Dark Data: Business Asset or Business Liability?
The University of British Columbia Director of Data Governance & BI George Firican argues that dark data increases cost and the risk of reputational loss if not managed properly
In the era of cheap storage many businesses carry unused information produced as part of normal business operations the value of which is unknown – this is dark data.
In 2020, the global cost of dark data storage worldwide may reach $3.3 trillion USD according to data protection firm Veritas Technologies.
In this episode of Data Conversations Over Coffee, University of British Columbia Director of Data Governance & BI George Firican argues that businesses must develop a robust policy for managing their dark data.
“Even beyond the cost of storage, just managing that dark data eats a lot of valuable resources,” Firican says.

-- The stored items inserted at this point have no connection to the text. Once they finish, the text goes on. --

PR #5984, opened 2018-08-08
Fix #5983: Remove DEIS_* settings

### LINKED ISSUE #5983: Remove use of DEIS_* variables in settings
We can do the following instead:

1. Replace `DEIS_DOMAIN` with `CLUSTER_NAME` which is set in deployment.
2. Replace `DEIS_APP` with parsing the prefix of `HOSTNAME` which looks like e.g. `bedrock-stage-web-75c9dd854-pwc7x`

pmac:
Move to `CLUSTER_NAME` from the environment and `APP_NAME`
derived from `HOSTNAME`.

### DIFF
--- a/bedrock/settings/base.py
+++ b/bedrock/settings/base.py
@@ -368,6 +368,13 @@ PUENTE = {
 
 
 def get_app_name(hostname):
+    """
+    Get the app name from the host name.
+
+    The hostname in our deployments will be in the form `bedrock-{version}-{type}-{random-ID}`
+    where {version} is "dev", "stage", or "prod", and {type} is the process type
+    (e.g. "web" or "clock"). Everywhere else it won't be in this form and will return None.
+    """
     if hostname.startswith('bedrock-'):
         app_mode = hostname.split('-')[1]
         return 'bedrock-' + app_mode
--- a/bedrock/settings/base.py
+++ b/bedrock/settings/base.py
@@ -366,11 +366,20 @@ PUENTE = {
     }
 }
 
+
+def get_app_name(hostname):
+    if hostname.startswith('bedrock-'):
+        app_mode = hostname.split('-')[1]
+        return 'bedrock-' + app_mode
+
+    return None
+
+
 HOSTNAME = platform.node()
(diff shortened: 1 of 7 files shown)


bedrock/settings/base.py
```diff
@@ -366,11 +366,20 @@ def set_whitenoise_headers(headers, path, url):
     }
 }
 
+
+def get_app_name(hostname):
+    if hostname.startswith('bedrock-'):
```
jpetto: Maybe a comment here as to the naming convention/expected possible values? (You know, for the next time our infra changes :trollface:)

bedrock/settings/base.py
```diff
@@ -366,11 +366,20 @@ def set_whitenoise_headers(headers, path, url):
...
+        return 'bedrock-' + app_mode
+
+    return None
+
+
 HOSTNAME = platform.node()
-DEIS_APP = config('DEIS_APP', default='')
-DEIS_DOMAIN = config('DEIS_DOMAIN', default='')
+APP_NAME = get_app_name(HOSTNAME)
+CLUSTER_NAME = config('CLUSTER_NAME', default='')
```
jpetto: Is there anything we need to do to ensure this is set on the clusters prior to merging/deploying this PR?

pmac: I took [this line in the configmap](https://github.com/mozmeao/www-config/blob/git-sync-operator/iowa-a/bedrock-prod/configmap.yaml#L10) to mean that it's ready. @jgmize can you confirm that it's ready and available in every cluster including oregon?

bedrock/settings/base.py
```diff
@@ -366,11 +366,27 @@ def set_whitenoise_headers(headers, path, url):
     }
 }
 
+
+def get_app_name(hostname):
+    """
```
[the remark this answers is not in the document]
jpetto: Exactly! 🌟

bedrock/settings/base.py
pmac: @jgmize actually I don't see `CLUSTER_NAME` in oregon deployments. I'll set that via deis commands and then merge.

Dark data can be generated by everything from log files to old emails and even surveillance footage. In many cases, this data is forgotten about or is not classified as data because of low levels of data maturity across the business.

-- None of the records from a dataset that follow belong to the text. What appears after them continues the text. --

Issue #5775, opened 2018-06-04
Seo: Complete Sitemap


rraue:
- Helps to analyse and to keep track of changes not just internally, but like crawlers see it. 
- Webmastertools provide more data on documents in Sitemaps. Biggest bonus: crawling gets much faster.
-First step to implement hreflang in sitemaps (produces less errors then in head)

Brief: https://bugzilla.mozilla.org/show_bug.cgi?id=1441250

Part of https://github.com/mozilla/bedrock/issues/5652

PR #5987, opened 2018-08-08
Re #5775: Split sitemap by locale

pmac:
Also add DB-based pages to sitemap from release notes and security.

This PR does not address the last modified dates. That is potentially a lot of work and makes sense to address in a separate PR.


pmac:
@rraue this is deployed to [my demo](https://bedrock-demo-pmac.oregon-b.moz.works/sitemap_index.xml). Take a look and let me know. Details:

* Sitemap index: `/sitemap_index.xml`
* Sitemap for locale: `/{locale}/sitemap.xml`
* Sitemap for URLs with no locale: `/sitemap_none.xml`

As I said above I'm going to tackle the modified dates in a separate PR after this one merges.

rraue:
I found some urls with server errors in the /en-US/ sitemap. Will scan tomorrow all urls, but most errors should occur in locales if so in en-US as well.

Here is the list: https://docs.google.com/spreadsheets/d/1zyAyBlRKF3OgK_boEC5VnWg8kDYjU_CkrAX7TLExj-I/edit?usp=sharing

pmac:
Very odd. All of those 50X URLs work just fine for me. And those are prod urls. We shouldn't be seeing that. I'll check the rest out as well. I'm sure we can deal with the redirect ones.

rraue:
Maybe it’s a temporary cloud flare problem. I am hitting these 50x with my browser as well from Germany. 

<sub>Sent with <a href="http://githawk.com">GitHawk</a></sub>

rraue:
Another thing I recogniced: there is a sitemap for /hi/ but we use /hi-IN/ if I am not mistaken, they all appear as 301.

pmac:
> Another thing I recogniced: there is a sitemap for /hi/ but we use /hi-IN/ if I am not mistaken, they all appear as 301.

Ah yes. Legal docs. Those are still problematic for l10n :( For now I'll just manually add the `hi`  URLs to `hi-IN` during sitemap creation.

rraue:
You killed all 301s and 404s in the sitemaps, yay. Just found these 7 urls, all 302:

https://www.mozilla.org/hi-IN/privacy/
https://www.mozilla.org/hi-IN/about/legal/acceptable-use/
https://www.mozilla.org/hi-IN/privacy/firefox-os/
https://www.mozilla.org/hi-IN/privacy/firefox/
https://www.mozilla.org/hi-IN/about/legal/terms/services/
https://www.mozilla.org/hi-IN/privacy/websites/
https://www.mozilla.org/hi-IN/about/legal/terms/mozilla/

everything else looks fantastic.

pmac:
I filed an [issue on the legal-docs repo](https://github.com/mozilla/legal-docs/issues/1155) earlier today for this. The problem is that the `hi-IN` translation of the legal-docs pages isn't accessable because the doc claims to be in `hi`, but the site doesn't support that locale. Hopefully we'll get it fixed soon, but for now I'll remove them from the list.

Dockerfile
```diff
@@ -100,9 +100,6 @@ RUN ./bin/run-db-download.py --force
 # get fresh l10n files
 RUN ./manage.py l10n_update
 
-# generate the sitemaps
-RUN ./manage.py update_sitemaps
```
pmac: I removed this because the sitemaps take some time now that we're getting the translations and this step was only for the dev image where it's not really needed.

bin/bootstrap.sh
```diff
@@ -19,6 +19,3 @@ git submodule update --init --recursive
 
 # get fresh l10n files
 ./manage.py l10n_update
-
-# generate the sitemaps
-./manage.py update_sitemaps
```
pmac: Same as above: I removed this because it can break with improper settings and it's not needed for locally running the site.

pmac:
@jpetto this is now officially ready for review. Thanks!

rraue:
I was now able to test the sitemaps live and found some pages missing in the sitemap. Weirdly all locale /about/ pages aren't in the sitemap but the en-US version is. The rest are the pages always showing up when something is missing like old releasenotes and system requirements. I did a list of pages not in the sitemap but indexable and 200: https://docs.google.com/spreadsheets/d/15iRo0ospuuQqSgI6YUtBKdGvqfMUHj8Awzv8PE7ssX8/edit?usp=sharing

rraue:
And /firefox/all/ is in the sitemaps for all locales, but isn't indexable, so we should remove it.

pmac:
@rraue can you open a new issue for this stuff. This PR was closed over a week ago.

pmac:
Or reopen #5775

However, it is not simply a case of wasted storage, dark data can also present a business risk.
“Old emails present a risk especially if they contain the names of past employees,” Firican notes. “And everything is vulnerable to legal discovery if any potential litigation emerges.”

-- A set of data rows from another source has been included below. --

PR #5996, opened 2018-08-10
Fix bug 1482045: Update legal-docs repo

pmac:
These changes include additional translations for the Firefox Rocket
privacy policy.


pmac:
This will fix #5997

PR #6001, opened 2018-08-13
Fix #6000: Map legal-docs locales to bedrock prod locales

### LINKED ISSUE #6000: Fix legal-docs language code missmatch
The supported locale for Hindi on the site is `hi-IN`, but in other projects like legal-docs it's `hi`. Instead of changing the other projects we should have a way to map these in bedrock.

Also some languages available in legal docs (`sw` for example) aren't supported on the site, but do show up as available translations because there is a file in the legal-docs repo. When you try to view these tranlsations of the page however it's just a redirect to `en-US`. We should filter the list of available translations and only allow those that are in the `PROD_LANGUAGES` list. 

See https://github.com/mozilla/legal-docs/issues/1155

pmac:
Also filter out legal-docs translations that are not production bedrock locales.

see also: https://github.com/mozilla/legal-docs/issues/1155

### DIFF
--- a/bedrock/legal_docs/tests/test_base.py
+++ b/bedrock/legal_docs/tests/test_base.py
@@ -5,7 +5,7 @@
 from os.path import join
 
 from django.http import Http404, HttpResponse
-from django.test import RequestFactory
+from django.test import override_settings, RequestFactory
 
 from mock import patch, ANY
 from nose.tools import eq_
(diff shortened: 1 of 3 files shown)


pmac:
@jpetto this is ready for r? and it would be good to get it in soon since it fixes some legal-docs translations.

To manage the risks presented by dark data and to begin to extract value from it Firican suggests a four-pillar policy approach: be aware that dark data exists, classify it, assign metadata tags, and perform a cost-benefit analysis.
Firican goes on to explain that extracting value from dark data can be a real challenge, especially where the data is unstructured or semi-structured.
“We are also constricted by the technology that we have access to,” continues Firican.
“Even if certain employees do understand the potential value [of dark data] they may not have the tools or the skills to be able to mine that data,” he concludes.
- Discover your dark data. Make sure you have a process to identify and classify dark data
- Delete the data you do not need. Make sure that dark data is in your regular disposition schedule
- Look at your competitors. How are your peers making the most of their dark data?